Jorge Fernandez Lopez

If we had to choose only two authors to provide us with as complete a picture of Roman rhetoric as possible, they would undoubtedly be Cicero and Quintilian. Cicero is often portrayed as the incarnation of Roman eloquence, both as an accomplished orator and as a theorist and historian of rhetoric. Quintilian, on the other hand, provides us with the largest handbook on rhetoric that has survived from antiquity: the Institutio Oratoria. The fact that Quintilian’s work deals with the entire spectrum of rhetoric’s technical aspects in a thorough and systematic way as well as with rhetoric’s wider moral, social, and educational contexts makes it still more relevant. He is, moreover, able to make critical judgments on the oratory of the Ciceronian period from a historical perspective; his assessments may well be biased but they nevertheless offer us some fascinating insights. All this makes the Institutio a privileged window onto the panorama of ancient rhetoric, an invaluable witness to the ancient perception of ancient literature, and an excellent source for several related issues such as education in the Roman world and the practice of advocacy.

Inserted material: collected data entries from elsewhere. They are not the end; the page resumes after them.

PR #2527, opened 2025-04-28
LTD-6116-add-mod-signature

depsiatwal:
https://uktrade.atlassian.net/browse/LTD-6116

Shifting the ENV Variable for digital signature to application manifest so we can support different application types. 
Will also create a tidy up Jira once we confirm this is the approach to remove the ENV Variables from all the environments.


api/cases/generated_documents/signing.py
```diff
@@ -38,12 +37,19 @@ def _load_certificate_and_key():
     )
 
 
-def _get_signature_text(date):
+def _get_back_ground_image(image_name):
```
currycoder, line 40: Is this really a background image?

api/cases/generated_documents/signing.py
```diff
@@ -86,25 +92,27 @@ def _get_signature_image(text):
     return image
 
 
-def sign_pdf(original_pdf: bytes):
+def sign_pdf(original_pdf: bytes, document_signing: dict):
```
currycoder, line 95: Can't we just make these proper arguments instead of a dictionary?  Would be a bit more explicit/readable

currycoder (commented):
Just a few suggestions, I think this looks fine though.

api/cases/generated_documents/signing.py
depsiatwal: updated

saruniitr (approved):

currycoder (approved):
Just tried this locally on both SIELs and F680s - hits the nail on the head!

Nevertheless, Quintilian and his Institutio have been surprisingly neglected by modern scholarship, and the attention that they have received tends to focus on just a few specific areas: his discussion of pedagogy in book 1, the review of ancient literature in book 10, and his portrait of the ideal orator in book 12 (see Adamietz 1986: 2226). There are two main reasons for this: the sheer length of the Institutio, which goes far beyond that of most handbooks (a feature that also led to its limited readership in the Middle Ages; see Ward 1995b), and the post-Romantic discrediting of rhetoric as a discipline that generated the more mechanical and empty ornamental traits ofimperial literature. Quintilian’s work was viewed within the history of Roman culture mainly as an ardent defense of Ciceronian style against innovations represented by Seneca. It was also regarded as a symptom of the rhetorical excesses that affected literature, as if rhetoric and literature were clearly distinguishable from each other in antiquity.